O detonador destas manifestações resulta do acórdão de quinta-feira, que declara inconstitucional a interrupção da gravidez por malformação do feto. Com esta decisão, a possibilidade de aborto legal ficou reduzida aos pressupostos legais de violação, incesto e grave risco para a saúde da mãe.

O tribunal respondeu assim a uma ação apresentada há três anos por um grupo de deputados do PiS, o partido de Kaczynski e a principal formação do Governo polaco.

Os autores consideravam que o aborto por malformação do feto é uma forma de eugenia que não a dignidade humana e, por isso, não podia ter lugar na Constituição.

A decisão aprofunda agora a polémica à volta do poder judicial polaco, fortemente questionada na sequência da reforma promovida pelo PiS, que tanto a oposição como a Comissão Europeia consideram um atentado à separação de poderes.

Bruxelas abriu um processo de sanção por considerar que esta reforma reduz a independência do poder judicial.
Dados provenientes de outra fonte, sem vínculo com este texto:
PR #13908, opened 2022-07-30
Uniformly grayscale controls

tschaub:
Following up on https://github.com/openlayers/openlayers/pull/9013#issuecomment-442613882, this updates the style for controls to be uniformly grayscale.

image

### DIFF
--- a/src/ol/ol.css
+++ b/src/ol/ol.css
@@ -1,8 +1,16 @@
+:root {
+  --ol-background-color: white;
+  --ol-foreground-color: #333333;
+  --ol-subtle-foreground-color: #666666;
+  --ol-subtle-background-color: rgba(128, 128, 128, 0.25);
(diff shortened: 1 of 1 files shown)


MoonE:
These css variables should be prefixed with `ol-` to avoid any name clashes.

tschaub:
> These css variables should be prefixed with `ol-` to avoid any name clashes.

Good point.  Done.

MoonE:
The controls kind of disappear against a white background.
image

Maybe use a darker color for the subtle background?
`--ol-subtle-background-color: rgba(128, 128, 128, .25);`
image

tschaub:
> The controls kind of disappear against a white background.

Agreed.  I darkened the background.  I also reduced the margin on the controls so the background isn't as big.

image

I think this looks tighter than the 2px background.

ahocevar (approved):
So beautiful!

PR #13912, opened 2022-07-31
Remove IconImage color fallback for IE

MoonE:
All current browsers should support `globalCompositeOperation` `multiply` and `destination-in`.


tschaub (approved):
Thanks, @MoonE.

See #13883.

À frente do tribunal ficou a juiza Julia Przylebska, por indicação do PiS.

A Polónia é um dos países da União Europeia (UE) onde o direito ao aborto é mais restritivo.

A lei do planeamento familiar, proteção do feto humano e condições para a interrupção da gravidez, vigente desde 1993, permitia o aborto só em três pressupostos: malformação do feto, violação ou preigo de saúde para a mãe.

Segundo dados do ministério da Saúde, em 2019 foram realizados na Polónia (com quase 38 milhões de habitantes) 1.110 abortos legais. Entre estes, a maioria – 1.077, ou seja, 96% – foi devido à malformação do feto.